What you will do
Check each line of the data below for the string "some", then report how many lines have it and nothing else.

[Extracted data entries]
____

Issue #559, opened 2021-07-07
Allow async appenders to block when buffer is full instead of dropping event


brenuart:
Async appenders currently drop events when the queue is full. Instead, they are cases where it might be useful for the appender to *block* until some space is available. The idea is to use the async feature as a buffer to handle spikes of events without loosing anything if they can't all fit in the buffer. In this case the logging thread is blocked until some free space becomes available...

This usage pattern is a mix between async (event processing offloaded on a separate thread) and sync (not loosing anything).

philsttr:
Seems reasonable.

In addition to block-forever, I would also like to see block-with-timeout as an option.

brenuart:
What would be the use case? I mean, if the buffer is full it means you are logging faster than what the destination can cope with... To me, adding a timeout is like increasing the buffer: it gives you more chances to have the event enqueued and not lost. If the timeout expires, the event is lost just like if you had none. Well, I don't see any valid use case where it would help... Do you have some in mind ?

____

Response area
2